I slouched over to her.  “Sorry, wifey.”  

She slapped me.  I deserved it.

There was not a lot of the pushing part.  She held my hand and bared down.  I rubbed her back.  I dunno.  It was just a loud mess and then he was here.  Where before I didn’t have a son, now I had one.  I cut the cord.  I don’t even know why they ask the guy to do that.  Is it supposed to make us feel like we’re more of a part of it or something?  I guess it was kind of cool in a shitty movie adaption of a Stephen King novel way.  

There are moments in your life that make you question the nature of everything.  What you’ve been doing with yourself.  What everything means.  What existence even is.  

I sat down behind her and she lay back against me.  Sweat beaded on her skin.  She was completely exhausted and they placed our son on her chest.  She leaned down and kissed him and then closed her eyes and lay back into my chest.

I stroked my little boy over his sticky head.  “Holy shit.  You just fucking made a person.”  I said.

“Pretty cool, huh?”  She said, not even opening her eyes.

I kissed her on the forehead.  “That was a horror show.”

“Tell me about it.  It’s not even over yet.”  She said.  I looked at the midwife and she nodded.

“She still has to deliver the placenta.  And she’s going to need stitches.”  She agreed.

“What the fuck?  In your vag?  I’m so sorry I did this to you.”  I yelped.  She laughed and reached up and ran her fingers through the scruff of my beard.

“Look what we got though.”  She said.  

She was right though.  He was all gross and covered in goo.  He had a weird wrinkly head.  When he cried it was loud and went right through me.  All that and I already knew I loved him.  

All that other horrible stuff happened.  The placenta delivery.  Placenta is yet another thing I could have happily gone all my life without seeing.  So much blood.  Oh god.  So.  Much.  Blood.  She had stitches.  All fun reasons why I’m glad I’m the man.  I got to hold him for a while she had a shower.  It was strange.  I simultaneously couldn’t believe I was being trusted to hold a baby, let alone it actually be my baby I was holding, and knowing that this was exactly where I had always needed to be.

She was wheeled down to her room.  This time they didn’t trust me to hold the baby.  Probably with good reason.  He went in one of those clear plastic tubs that I guess is supposed to be a bassinet.  They don’t really look like a baby bed though.  More like an inbox for someone who’s really bad at getting their paperwork done.

They’d wrapped him in a blue blanket.  He looked a little bit like a burrito.
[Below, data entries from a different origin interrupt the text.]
PR #804, opened 2022-03-21
fix: deployment bug from CodeArtifact eventbridge definition

kochie:
This PR fixes a deployment issue that occurs when using a CodeCommit repository as the source. When defining a domain name the CloudFormation template fails to deploy due to an incorrect eventbridge detail config.

----


Chriscbr (approved):
Thanks for the fix!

When we got to her room there was a double bed.  I guess when you are a best selling author your health insurance buys the niceties.  We called Carrie and Christine and told them they had a new brother.  They took it like the moody pre-teens they were.

Carrie said “Uh duh, dad.  I thought mom was having a puppy.”

Chrissie asked how long before we came home.

We climbed into bed together and she curled up against me.  “I’m kind of wide awake and he’s going to wake up soon.  Tell me something boring to make me go to sleep.” She said.

“Excuse me all my stories are totally riveting,”  I said.

She laughed.  “Yes.  They sure are.”  She said, sarcasm dripping from every word.

“Can you believe that there is a person in this room that didn’t exist yesterday?”  I asked, ignoring her.

“He kind of did though you know?”  She said.  “He was just inside of me.”

I considered making a dirty joke and then realized our infant son was involved and quickly changed my mind.  “You know what I mean though.  How can someone not exist, and then suddenly exist?  Blows my mind.”

She leaned into me and started nuzzling at my throat.  “I think they started whole religions based on how mind-blowing that concept is.”  She said.  Her voice was all breathy and I looked down at her.  She gazed up at me with those big blue eyes of hers.  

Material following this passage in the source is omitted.